Pour le moment, la réponse à cette question est encore incertaine, et donc non affirmative. D'abord parce qu'au-delà des chiffres encourageants, prévoir ce qui va se passer d'ici mai / juin en Angleterre, d'un point de vue épidémiologique, reste compliqué. Et comme Koch l'a toujours déclaré récemment, décider de placer tous les espoirs dans un seul endroit au lieu de douze, signifierait couper définitivement les jambes de l'événement si les développements sanitaires ne permettaient pas l'événement. Cette dernière hypothèse, qui avec l'avènement des nouvelles variantes – qui mettent plus d'un pays en difficulté – est tout sauf écartée.

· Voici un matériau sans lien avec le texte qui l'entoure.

PR #1494, opened 2023-12-07
Add File disk caching

abhinavkgrd:


apps/photos/src/services/download/index.ts
```diff
@@ -123,6 +128,34 @@ class DownloadManager {
             throw e;
         }
     }
+    private async getCachedFile(file: EnteFile): Promise<Response> {
+        try {
+            const cacheResp: Response = await this.fileCache?.match(
+                file.id.toString()
+            );
+            // check if cached file size is same as file size
+            if (cacheResp) {
```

Un changement de cap par rapport à la planification initiale entraînerait également une série de problèmes qui seraient ensuite résolus en peu de temps. Principalement lié aux fans, qui pour le moment ont acheté des billets pour des matchs dispersés sur la moitié du continent, avec des séjours conséquents et des vols réservés pendant des mois vers les différents endroits. Être en mesure de les rembourser ou de les détourner vers n'importe quel nouvel (et unique) emplacement, ne serait pas une tâche facile. Il en est de même pour les différentes équipes nationales qui, il y a des mois, avaient déjà choisi les infrastructures d'hébergement et d'entraînement lors de la revue continentale. Tout réorganiser en peu de temps, peut-être partager ce qu'une seule ville a à offrir, serait compliqué.

5) Que signifierait un changement de cap pour la Suisse de Vladimir Petkovic?

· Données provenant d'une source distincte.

PR #1523, opened 2023-12-28
Accounts-passkeys

httpjamesm:
## Description

* Adds Ente Accounts
* Adds passkey enrolment, renaming and deleting


apps/accounts/public/fonts/inter-v11-latin-500.woff
ua741, line 1: Do we need to add these fonts?

httpjamesm: Would you rather use next/font? Vishnu didn't like the default font look because it wasn't brand consistent

PR #1543, opened 2024-01-10
Onnx clip UI

abhinavkgrd:
## Description
- Added logic to conditionally load and sync  embeddings, 
- Updated clip service to support `onnx-clip` model 
- Migrated local embeddings table to remove drop old `ggml-clip` embeddings

## Test Plan

tested locally


apps/photos/src/services/clipService.ts
```diff
@@ -166,7 +170,7 @@ class ClipServiceImpl {
                 return;
             }
             const localFiles = getPersonalFiles(await getAllLocalFiles(), user);
-            const existingEmbeddings = await getLatestClipImageEmbeddings();
+            const existingEmbeddings = await getLocalEmbeddings(model);
```
abhinavkgrd, line 173: Have updated to `getLocalEmbeddings`, because we anyways are blocking the scheduling of clip embedding extraction on remote sync to finish. So, local embedding will be the latest already.

apps/photos/src/services/embeddingService.ts
```diff
@@ -21,26 +22,31 @@ const ENDPOINT = getEndpoint();
...
+    if (!embeddings) {
+        await localForage.removeItem(EMBEDDINGS_TABLE_V1);
+        await localForage.setItem(EMBEDDINGS_TABLE, []);
+        await localForage.setItem(EMBEDDING_SYNC_TIME_TABLE, 0);
+        return [];
+    }
+    if (model) {
+        return embeddings.filter((embedding) => embedding.model === model);
+    } else {
+        return embeddings;
```
0nullpointer, line 41: Why do we return embeddings if the model is empty?

abhinavkgrd: so, we needed `allEmbeddings` at some places like, `syncEmbedding` and `cleanupDeletedEmbeddings`, that's why I let not passing any model be the indicator that the caller wants all the embeddings.

Have updated the to have separate `getAllEmbeddings`, as that is safer

0nullpointer (approved):

PR #1548, opened 2024-01-11
fix missing await

abhinavkgrd:
## Description

^ title 

## Test Plan

tested locally


vishnukvmd (approved):

vishnukvmd:
If we can add a lint rule for missing awaits, we should. It's been helpful on mobile.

Tout d'abord, un changement de plans, comme déjà évoqué, du point de vue du salon. Avec de nombreuses salutations au Sheraton Parco de 'Medici Hotel et au centre de formation Trigoria, qui est d'ailleurs inutilisable pour les Suisses même si Rome devait être confirmée comme lieu, en raison de quelques rénovations. Mais aussi moins de déplacements, car les matches à l'extérieur en Angleterre pourraient difficilement s'avérer plus longs que Bakou-Rome-Bakou pour les trois matches du groupe A, en phase de groupes. Le facteur «opposant public» serait également un peu moins important, ce qui aurait certainement joué un rôle important à Rome contre l'Italie et à Bakou contre la Turquie – un pays géographiquement proche de l'Azerbaïdjan.

6) L'Euro 2020 aura-t-il lieu à la fin ou sera-t-il de nouveau reporté?

Il est impossible de le dire avec certitude aujourd'hui. Cependant, un deuxième report – également sur la base de ce que l'UEFA a récemment déclaré – semblerait vraiment une mesure extrême, à laquelle Nyon ne recourrait qu'en dernier recours. Aussi parce que par rapport à il y a douze mois – lorsque la pandémie était dans sa première phase aiguë et que les connaissances pour la contrer l'étaient beaucoup moins – aujourd'hui, le football a trouvé des moyens de coexister avec le virus. À cet égard, l'UEFA avait craint trois scénarios avant le championnat d'Europe de cette année, en ce qui concerne les supporters. En bref: les stades pourront accueillir tous les supporters prévus par la capacité de l'infrastructure, seulement un pourcentage ou aucun, jouant ainsi à huis clos. Ce scénario a déjà été adopté et largement testé par l'UEFA en Champions et en Europa League, donc l'hypothèse de le voir également mis en œuvre lors de la revue continentale – plutôt qu'un éventuel deuxième report – ne serait pas si impensable. Même avec toutes les conséquences de l'affaire, à la fois économiques et d'image.